# [TASK GOAL]
For each line of the data below, copy it if it holds the word "when".

# [DATA FOR PROCESSING]
= = =

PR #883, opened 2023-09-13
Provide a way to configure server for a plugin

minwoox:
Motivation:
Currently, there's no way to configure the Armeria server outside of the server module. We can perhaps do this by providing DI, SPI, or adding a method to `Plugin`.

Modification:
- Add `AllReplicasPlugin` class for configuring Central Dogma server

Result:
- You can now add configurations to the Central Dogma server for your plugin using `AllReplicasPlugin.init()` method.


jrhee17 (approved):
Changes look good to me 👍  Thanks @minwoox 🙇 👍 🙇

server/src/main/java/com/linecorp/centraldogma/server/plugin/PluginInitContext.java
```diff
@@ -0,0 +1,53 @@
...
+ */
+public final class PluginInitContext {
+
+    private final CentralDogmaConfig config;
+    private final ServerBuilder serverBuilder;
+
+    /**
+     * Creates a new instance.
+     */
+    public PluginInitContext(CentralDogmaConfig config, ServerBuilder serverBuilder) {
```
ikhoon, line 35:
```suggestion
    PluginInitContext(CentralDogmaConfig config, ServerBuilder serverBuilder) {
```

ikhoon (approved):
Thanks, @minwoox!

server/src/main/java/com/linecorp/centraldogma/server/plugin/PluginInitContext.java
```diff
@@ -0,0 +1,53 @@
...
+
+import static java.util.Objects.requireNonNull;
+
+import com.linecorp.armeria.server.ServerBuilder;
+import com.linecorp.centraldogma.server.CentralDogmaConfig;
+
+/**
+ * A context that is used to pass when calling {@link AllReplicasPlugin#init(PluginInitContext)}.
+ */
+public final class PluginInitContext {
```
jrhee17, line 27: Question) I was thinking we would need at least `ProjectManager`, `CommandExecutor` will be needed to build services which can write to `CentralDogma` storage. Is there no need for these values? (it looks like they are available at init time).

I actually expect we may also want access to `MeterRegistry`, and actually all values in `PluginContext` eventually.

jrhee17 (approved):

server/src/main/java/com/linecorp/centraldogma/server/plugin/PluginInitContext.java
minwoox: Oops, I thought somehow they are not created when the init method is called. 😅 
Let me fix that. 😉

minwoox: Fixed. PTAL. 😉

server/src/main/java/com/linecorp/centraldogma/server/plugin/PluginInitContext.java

= = =

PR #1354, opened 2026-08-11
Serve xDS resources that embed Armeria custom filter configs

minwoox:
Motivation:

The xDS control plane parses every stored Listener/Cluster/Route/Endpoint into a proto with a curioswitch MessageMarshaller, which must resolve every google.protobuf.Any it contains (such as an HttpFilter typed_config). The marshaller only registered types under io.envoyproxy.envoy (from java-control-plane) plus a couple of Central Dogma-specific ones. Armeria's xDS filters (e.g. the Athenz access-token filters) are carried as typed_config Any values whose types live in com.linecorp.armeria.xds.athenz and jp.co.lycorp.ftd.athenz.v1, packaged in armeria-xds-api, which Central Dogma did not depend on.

= = =

# [RESPONSE FOR THIS EXERCISE]
+ * A context that is used to pass when calling {@link AllReplicasPlugin#init(PluginInitContext)}.
minwoox: Oops, I thought somehow they are not created when the init method is called. 😅 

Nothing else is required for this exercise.